5月のインド乗用車販売台数は横ばい
(インド)
ベンガルール発
2025年06月20日
インド自動車工業会(SIAM)は6月16日、5月の自動車統計(出荷ベース)を発表した。乗用車〔多目的車(UV)とバンを含む〕の国内販売台数は30万3,099台で、前年同月比0.8%増と横ばいだった(添付資料表1参照)。前年同月比7.6%増の19万6,821台だったUVと、同12.5%増の1万2,327台だったバンは伸びたが、一般乗用車は同12.2%減の9万3,951台と減少した。なお、表1の数字には含まれていないが、地場タタ・モーターズの乗用車販売台数を含めると、34万4,656台に上る(注1)。タタを除く自動車販売全体(乗用車、二輪車、三輪車)では、同1.8%増の201万2,969台の横ばいだった。
SIAMのラジェシュ・メノン事務局長は「四輪、三輪、二輪ともに、安定した業績だった」と評価した上で、今後数カ月の見込みとして「直近6カ月間でインド準備銀行(RBI、中銀)が政策金利を100ベーシスポイント(bp、1bp=0.01%)利下げしたこと(注2)や、平均以上のモンスーン期の雨量の予測が購入のしやすさや消費者の購買意欲を向上させ、自動車業界全体の底上げにつながる」と期待を寄せた。
メーカー別乗用車販売(添付資料表2参照)では、首位のマルチ・スズキが前年同月比5.6%減の13万5,962台と減少したが、2位のマヒンドラ&マヒンドラは同21.3%増の5万2,431台で、前月から続いての2桁成長だった。現代は同10.8%減の4万3,861台と不調が続く。トヨタ・キルロスカは同22.2%増の2万9,230台で、勢いが続いている。他の日系メーカーでは、ホンダは同18.1%減の3,950台、日産が38.8%減の1,354台と、低迷が続く。統計には含まれていないタタ・モーターズは、電気自動車(EV)を含め、同11.0%減の4万1,557台で、3位相当だった(同社発表)。
二輪車販売は、前年同月比2.2%増の165万5,927台で、前月から好転した(添付資料表1、3参照)。モペッドは同7.7%減の3万7,264台と減少したものの、スクーターは同7.1%増の57万9,507台、オートバイは増減なしの103万9,156台と持ち直した。メーカー別にみると、前月から首位を奪還したヒーローが同2.0%増の48万8,997台、続くホンダが7.4%減の41万7,250台で、2位だった。TVSモーターは順位を1つ落としたが、同14.1%増の30万9,287台と、安定して成長している。スズキは5位で、同17.1%増の10万7,780台、ヤマハは7位で同28.2%減の4万6,086台だった。なお、地場EV二輪メーカーのオキナワは5月の製造、販売台数ともにゼロだった。生産、販売停止に関する同社の公式発表は行われていないが、車両に対する消防関連の安全性への不安や、厳格化する基準への対応、消費者の信頼失墜などが要因となり、2024年度(2024年4月~2025年3月)の収益が前年度比87%の大幅な減少だったことが報じられている(「エコノミック・タイムズ」紙4月14日)。さらに、元従業員からの給与未払いの申し立てや、販売店からの車両納入不良も報じられており、深刻な経営問題を抱えているとみられる(「ユア・ストーリー」紙2024年8月26日)。
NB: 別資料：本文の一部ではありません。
PR #1752, opened 2019-07-24
BOAC-2526: Uses bulk LDAP query to load user profiles

lyttam:
https://jira.ets.berkeley.edu/jira/browse/BOAC-2526


paulkerschen:
Simple and effective.

PR #1756, opened 2019-07-25
BOAC-2452: Sets inactivity lifespan on session cookie

lyttam:
https://jira.ets.berkeley.edu/jira/browse/BOAC-2452

The goal is to log a user out after they close the browser - this will also log them out if the browser hasn't made any requests for 60 minutes.

This will likely be annoying for developers; I recommend overriding `INACTIVE_SESSION_LIFETIME` in your local config.


paulkerschen:
Thanks for making the annoyance configurable, @lyttam.

PR #3773, opened 2023-08-23
BOAC-4979, GA4 config must be injected earlier in the code-build cycle

johncrossman:
https://jira-secure.berkeley.edu/browse/BOAC-4979

Use `?w=1`

Fyi, I have put a GA4 configuration how-to in the 'BOA Ops Manual' doc.


pauline2k:
Thanks for the opsing!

(注1)タタ・モーターズの販売台数は単月の乗用車販売台数のみ公開。自動車販売台数全体とセグメント別、メーカー別、車種別、二輪車、三輪車統計には含まれない。
(注2)RBIは2025年2月、4月、6月に金融政策決定会合を開催し、6.5%から5.5%に政策金利の利下げを行っている。背景には、インフレ率の安定と、米国の関税措置が企業や家計の支出決定に与える影響による物価見通しの下振れが挙げられる(2025年6月11日記事参照)。